小东西也很听话,没给他添乱,放在家裏应该不会弄得太臟,好好tiao教一下应该会是只听话的好猫。
“给你起个什么名字呢……”开着车的明寂喃喃自语,车外的风景一闪而过,明寂的视线捕捉到两个字——可乐。
好吧,他承认自己没有起名字的脑细胞,不过就是只宠物,也不用太计较名字了,老人不都说名字烂好养活么,狗蛋什么的太土了,可乐还不错。
可乐似乎对这个名字很满意,明寂趁红灯的时候伸手摸了摸可乐的头,小东西软软的,很听话,舒服的叫了一声,然后伸出小舌头去舔明寂的手,明寂很满意这毛茸茸的小东西,现在,他终于没后悔收养这个小家伙。
突然,明寂“诶”了一声,可乐吓了一跳,好像又预料到明寂会说什么,可怜巴巴的望着明寂。
“你有没有扎过狂犬疫苗?”
小东西似乎很怕打针,漂亮的大眼睛裏溢满了可怜,让人看了很难强求它做什么,这就是小孩子与小动物特有的眼神攻势。
明寂对这种眼神攻势没什么免疫力,只好闭口不谈这件事,反正可乐很乖,应该不会抓他咬他,以后再说也来得及。
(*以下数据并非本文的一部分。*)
PR #6368, opened 2021-12-30
Add Linus Tech Tips (LTT) Forum. 

ACSimon33:
I couldn't find any official 2FA documentation, only some 2FA related topics in the forum itself.

I added the abbreviation in the name because it's widely used in the community.


Carlgo11:
Unfortunately, we do not list forums on 2fa.directory.

Sorry for the inconvenience.

PR #6401, opened 2022-01-10
Add Zip

fletcherdodd:
- Documentation only states 2FA is used when logging in from an unrecognised device
- 2FA is enabled by default when you set up your account (a phone number is needed and you must verify it when recreating an account). Didn't know whether or not to include this in the notes.
- See below for when you log in from an unrecognised device

Zip


entries/z/zip.co.json
```diff
@@ -0,0 +1,21 @@
+{
+	"Zip": {
+		"domain": "zip.co",
+		"tfa": [
+			"sms"
+		],
+		"notes": "2FA is only used when an account login is made from an unrecognised device; user cannot enable 2FA for every login.",
```
phallobst: Usually a device is identified by a cookie, so deleting the cookies may reset the state to "unrecognised". In that case, we don't really need this note, I reckon.
```suggestion
```

phallobst (changes requested):

img/z/zip.co.svg
```diff
@@ -0,0 +1 @@
+<svg xmlns="http://www.w3.org/2000/svg" viewBox="0 0 768 285"><path fill="#000" d="m19.53 227.27 6.66 54.26h233.17l-7.63-62.14H143.01l-.95-7.7 100.13-69.97-6.69-54.36H2.35l7.63 62.13h108.9l.95 7.77-100.3 70.01Z"/><path fill="#AA8FFF" d="m262.59 87.36 23.85 194.17h233.34L495.93 87.36H262.59Z"/><path fill="#000" d="M764.47 157.26c-5.38-43.64-39.66-70.09-86.26-69.9H523l23.84 194.18h69.83l-4.78-38.84h73.89c58.15-.01 84.76-36.24 78.69-85.44Zm-86.24 31-73 .08-5.72-46.6 73.41.06c17.26.21 26.09 9.93 27.52 23.23.88 8.56-3.04 23.22-22.21 23.22v.01ZM332.303 61.56c12.281-13.184 10.14-35.139-4.781-49.038-14.921-13.9-36.973-14.48-49.253-1.296-12.281 13.184-10.14 35.139 4.781 49.038 14.921 13.9 36.973 14.48 49.253 1.296Z"/></svg>
```
Carlgo11: I think the favicon works better:
```suggestion
<svg xmlns="http://www.w3.org/2000/svg" viewBox="0 0 100 100" style="background:#aa8fff;fill:#1a0826"><path d="m19.68 62.062 1.812 15.284H85l-2.077-17.499H53.312l-.257-2.172 27.27-19.706-1.82-15.316H15l2.078 17.504h29.661l.265 2.187z"/></svg>
```

entries/z/zip.co.json
```diff
@@ -0,0 +1,20 @@
+{
+	"Zip": {
+		"domain": "zip.co",
+		"tfa": [
+			"sms"
+		],
+		"documentation": "https://zip.co/security",
```
Carlgo11: The documentation page was great to verify that the service indeed supports 2FA but I don't think it will tell users anything of value. I recommend you remove the documentation link.
```suggestion
```

Carlgo11 (changes requested):

entries/z/zip.co.json
fletcherdodd: I did think it was a little pointless to add to considering you don't have to do anything to enable it. But wasn't too sure

img/z/zip.co.svg
fletcherdodd: Agreed, I was trying to find that the more simplified one. But could only see the one I added in their brand assets.

Carlgo11 (approved):

phallobst (approved):

PR #6405, opened 2022-01-12
Update Mojang

fletcherdodd:


Carlgo11 (approved):

fletcherdodd:
@Carlgo11 U2F is available in the advanced security options of your Microsoft account while, fyi. I have 2 setup on mine.

image

Carlgo11:
@fletcherdodd that would be FIDO2 "passwordless" authentication. See [this note](https://github.com/2factorauth/twofactorauth/blob/master/CONTRIBUTING.md#passwordless-authentication) on how we classify "passwordless" authentication.

phallobst:
Maybe the main domain should be `minecraft.net` instead of `mojang.com`, with "Minecraft" as the entry name.

fletcherdodd:
I did think that, but the only svg that was good enough was the minecraft text. The grass block logo, I couldn't get to work well so it would have to be a png file

Carlgo11:
I replaced the entry with minecraft.net. Used their favicon as the icon. No idea why it is so large tho :unamused:

phallobst (approved):

PR #6411, opened 2022-01-16
Update Square Enix authentication methods and domain.

cj-wong:
TOTP support was added in addition to the existing two formats.

I also updated the note to refer only to the proprietary implementation. It seems now that other account holders (those who do not have games registered) can freely set TOTP 2FA.


phallobst (approved):

cj-wong:
I think the domain should be changed, since na.square-enix.com (along with eu.square-enix.com) now points to square-enix-games.com, while the log-in page is at membership.square-enix.com. Thoughts whether it should be moved, and to which letter in `entries` if so?

Carlgo11:
Maybe `square-enix-games.com`?

cj-wong:
Domain has been changed (old domain placed under "additional-domains").

Carlgo11 (approved):

PR #6417, opened 2022-01-17
Support contact form URL

### LINKED ISSUE #6415: Contact Us Page Link as a Contact Method
- [x] I have searched [open issues and pull requests](https://github.com/2factorauth/twofactorauth/issues?q=is%3Aopen). The issue I'm creating is not a duplicate of an existing open issue or pull request.

Many sites nowadays don't provide an email for people to openly suggest features or provide feedback and instead have a contact us page where someone can fill in their information and a message they would like to end to the company. This may be the only place for some sites to contact them to suggest adding 2FA. I suggest adding a fourth contact method where a link can be placed to allow someone to be directed to their contact/send us page when an email is not available.

phallobst:
Closes #6415


Carlgo11 (commented):
I think the schema should be set to only allow either email or form but not both at the same time 
( And document that in CONTRIBUTING.md)

phallobst:
I don't see why we couldn't support both. Who's to say which is better if both are offered by a website.

Carlgo11:
Since the contacting customer support through a form or sending an email to the support email address will most likely produce the same result (an email from customer support) I'd argue offering two options for the same result makes it redundant.

fletcherdodd:
Any updates on this one?

phallobst:
If the contact form (and the specific issue) allows for a one-way communication and/or the user does not want to disclose their email address, that form might actually be beneficial.

PR #6418, opened 2022-01-18
Update Steam

fletcherdodd:
Adjusting the wording of the note as the email 2FA method doesn't require a mobile number


entries/s/store.steampowered.com.json
```diff
@@ -10,7 +10,7 @@
 		],
 		"documentation": "https://help.steampowered.com/en/faqs/view/06B0-26E6-2CF8-254C",
 		"recovery": "https://help.steampowered.com/en/wizard/HelpWithSteamIssue/?issueid=809",
-		"notes": "A phone number is required as a fallback for 2FA.",
+		"notes": "A phone number is required as a fallback for TOTP 2FA.",
```
phallobst: I think it doesn't make sense to refer to "TOTP 2FA" if the two options listed are `email` and `custom-software`.

fletcherdodd: Updated wording, is that better?

phallobst (approved):

Carlgo11 (approved):

PR #6422, opened 2022-01-22
Create psono.com.json

chickahoona:


phallobst:
This is a self-hosted project, and also its Alexa rank is above 200K; therefore, this website does not qualify for inclusion in our list.

chickahoona:
@phallobst We have a managed solution too with https://psono.pw that people can use free of charge.

phallobst:
Unfortunately, the Alexa rank for both sites is way over 200K.

chickahoona:
@phallobst I understand. Still thanks alot for your consideration. I hope that you don't mind if we reapply once we meet your requirements. As a German company its quite hard to gain some traction ;)

PR #16, opened 2020-06-16
Improve calculations

D4nte:
Improve mathematics by avoiding floating point calculations and state expectations around precision.

TODO: property testing.

### DIFF
--- a/src/bitcoin.rs
+++ b/src/bitcoin.rs
@@ -1,0 +1,99 @@
+use crate::dai;
+use crate::dai::ATTOS_IN_DAI_EXP;
+use crate::float_maths::multiple_pow_ten;
+use crate::publish::WorthIn;
+use num::pow::Pow;
+use num::BigUint;
+
+pub const SATS_IN_BITCOIN_EXP: u16 = 8;
+
+#[derive(Debug, Copy, Clone, Ord, PartialOrd, PartialEq, Eq)]
+pub struct Amount(::bitcoin::Amount);
+
+impl Amount {
+    pub fn from_btc(btc: f64) -> anyhow::Result<Amount> {
+        Ok(Amount(::bitcoin::Amount::from_btc(btc)?))
+    }
+
+    pub fn from_sat(sat: u64) -> Self {
+        Amount(::bitcoin::Amount::from_sat(sat))
+    }
+
+    pub fn as_sat(self) -> u64 {
+        self.0.as_sat()
+    }
+
+    pub fn as_btc(self) -> f64 {
+        self.0.as_btc()
+    }
+}
+
+impl WorthIn<dai::Amount> for Amount {
+    const MAX_PRECISION_EXP: u16 = 9;
+
+    fn worth_in(&self, btc_to_dai_rate: f64) -> anyhow::Result<dai::Amount> {
+        if btc_to_dai_rate.is_sign_negative() {
+            anyhow::bail!("Rate is negative.");
+        }
+
+        if btc_to_dai_rate <= 10e-10 {
+            anyhow::bail!("Rate is null.");
+        }
+
+        if btc_to_dai_rate.is_infinite() {
+            anyhow::bail!("Rate is infinite.");
+        }
+
+        let uint_rate =
+            multiple_pow_ten(btc_to_dai_rate, Self::MAX_PRECISION_EXP).map_err(|_| {
+                anyhow::anyhow!("Rate's precision is too high, truncation would ensue.")
+            })?;
+
+        // Apply the rate
+        let worth = uint_rate * self.as_sat();
+
+        // The rate input is for bitcoin to dai but we applied to satoshis so we need to:
+        // - divide to get bitcoins
+        // - divide to adjust for max_precision
+        // - multiple to get attodai
+        let adjustment_exp =
+            BigUint::from(ATTOS_IN_DAI_EXP - Self::MAX_PRECISION_EXP - SATS_IN_BITCOIN_EXP);
+
+        let adjustment = BigUint::from(10u64).pow(adjustment_exp);
+
+        let atto_dai = worth * adjustment;
+
+        Ok(dai::Amount::from_atto(atto_dai))
+    }
+}
+
+impl std::ops::Sub for Amount {
+    type Output = Amount;
+
+    fn sub(self, rhs: Self) -> Self::Output {
+        Amount(self.0 - rhs.0)
+    }
+}
+
+#[cfg(test)]
+mod tests {
+    use super::*;
+
+    #[test]
+    fn using_too_precise_rate_returns_error() {
+        let btc = Amount::from_btc(1.0).unwrap();
+
+        let res: anyhow::Result<dai::Amount> = btc.worth_in(1000.1234567891);
+
+        assert!(res.is_err())
+    }
+
+    #[test]
+    fn using_rate_returns_correct_result() {
+        let btc = Amount::from_btc(1.0).unwrap();
+
+        let res: dai::Amount = btc.worth_in(1000.123456789).unwrap();
+
+        assert_eq!(res, dai::Amount::from_dai_trunc(1000.123456789).unwrap());
+    }
+}
--- a/src/dai.rs
+++ b/src/dai.rs
@@ -1,6 +1,7 @@
-use crate::float_maths::{multiple_pow_ten, truncate};
+use crate::bitcoin::{self, SATS_IN_BITCOIN_EXP};
+use crate::float_maths::{divide_pow_ten_trunc, multiple_pow_ten, truncate};
 use crate::publish::WorthIn;
-use num::{pow::Pow, BigUint};
+use num::{pow::Pow, BigUint, ToPrimitive};
 use std::ops::{Div, Mul};
 
 pub const ATTOS_IN_DAI_EXP: u16 = 18;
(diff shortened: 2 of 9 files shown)


src/bitcoin.rs
```diff
@@ -1,20 +1,36 @@
 use crate::publish::NominalMulf64;
+use crate::dai;
+
+pub const BITCOIN_DEC: u64 = 100_000_000;
 
 #[derive(Debug, Copy, Clone, Ord, PartialOrd, PartialEq, Eq)]
 pub struct Amount(u64);
```
thomaseizinger: We don't you just delegate to `rust-bitcoin` for the inner implementation? :)

src/dai.rs
```diff
@@ -1,20 +1,43 @@
...
+
+    #[allow(clippy::cast_precision_loss)] // It's ok because it just means we are applying slightly more than the given spread
+    pub fn from_dai(dai: f64) -> Self {
+        let dai_dec = BigUint::from(DAI_DEC);
+        let precision = 10u64^14;
+        let value = (dai * precision as f64).round();
+        let big_u_int = BigUint::from_f64(value).unwrap();
+
+        Amount(dai_dec.mul(big_u_int).div(precision))
+    }
```
thomaseizinger: If these functions are meant to be used in production code, I would suggest testing them with `proptest`: https://docs.rs/proptest/0.10.0/proptest/

src/publish.rs
```diff
@@ -72,7 +73,8 @@ where
     ) - bitcoin_wallet.bitcoin_fees();
 
     let rate = spread.apply(mid_market_rate);
-    let buy_amount = sell_amount.is_worth_in(rate);
+    // TODO: Return result
+    let buy_amount = sell_amount.is_worth_in(rate).unwrap();
```
thomaseizinger: Would it make sense to calculate the `buy_amount` first and then apply the spread to it?

I am asking because I remember coding on the kraken interface with @da-kami and I think the actual data we get returned is _not_ a rate but a quantity. Meaning there would be quite some back and forth where we:

- ask for a the rate from kraken, we get `1BTC = 9543 DAI`
- convert that to a rate
- apply a spread to the rate
- convert the rate back to an amount

From that perspective, it seems like we could spare ourselves quite some arithmetic if we just do:

- ask for a the rate from kraken, we get `1BTC = 9543 DAI`
- apply a spread to the amount

D4nte:
> Before I actually jump in and review the maths, I wonder if it would be possible to use something like [this](https://docs.rs/num-rational/0.3.0/num_rational/struct.Ratio.html) or [this](https://github.com/dnsl48/fraction) to avoid some of the complexity of handling floats. Did you already consider that? Would it help at all?

I considered it but the value we receive from Kraken may not be a rational fraction or ratio. Also I felt it would be faster to roll out what I did then learn the limitation of the provided libs.

src/dai.rs
```diff
@@ -8,7 +8,12 @@ pub const ATTOS_IN_DAI_EXP: u16 = 18;
 pub const DAI_DEC: u64 = 1_000_000_000_000_000_000;
 
 // It means the mantissa can be up to 9 digits long
-pub const FROM_ROUNDED_DAI_PRECISION: u16 = 9;
+const FROM_ROUNDED_DAI_PRECISION_EXP: u16 = 9;
+
+lazy_static::lazy_static! {
+    pub static ref FROM_ROUNDED_DAI_PRECISION: u32 =
+        10u32.pow(FROM_ROUNDED_DAI_PRECISION_EXP as u32);
+}
```
thomaseizinger: There is a (IMO) simpler alternative :)

https://docs.rs/conquer-once/0.2.0/conquer_once/type.Lazy.html

src/dai.rs
thomaseizinger: To elaborate, I am referring to doing round-trip tests and/or test that simply check that you actually can't hit those `unwrap`s.

D4nte:
> All this floating point arithmetic is really scary :/

I don't understand what you are talking about. This PR moves most arithmetic to unsigned integer.

luckysori:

虽然很疲惫,可明寂还是给可乐洗了澡才休息,他没有洁癖,只是喜欢自己的东西干凈,天知道这家伙以前的主人是什么人,万一是那种成天蓬头垢面,房间裏堆满垃圾的御宅……明寂感觉一阵反胃,不敢再想下去,这小东西看上去挺干凈,应该没有他想的那么糟糕。
明寂是个独居的黄金单身汉,要学历有学历,要工资有工资,公寓不算太大,一个人住绰绰有余,比起同龄单身男性还要整洁许多,房子看起来空空的,养只宠物或许还能添点活力。
明寂把可乐抱到了浴缸裏,小东西好像很怕水,直到热水从头上淋下来的时候还在发抖,明寂感觉这小家伙可爱的很,情不自禁的赏了个飞吻,可乐立刻就安静了下来。
灰白色的毛发被水浸湿,缠在一起贴在身上,看起来狼狈的很,小东西也不想保持这个样子,用力甩了甩身体,却让毛都炸了起来,像生气一样。
明寂笑出声,压了沐浴露在手上轻柔的揉洗着可乐的软毛,可乐舒服的叫了一声,嗅着自己身上和明寂一样的薄荷香气,有些陶醉。
明寂用细软的小刷把猫爪裏的泥土洗凈,满意了,才在浴缸裏放了热水躺进去,两手抱着可乐,不让它的小脸浸到水面之下。可乐的两只后腿在明寂的大腿上摩擦,试图站稳身体,却碰到了某个男性敏感的部位。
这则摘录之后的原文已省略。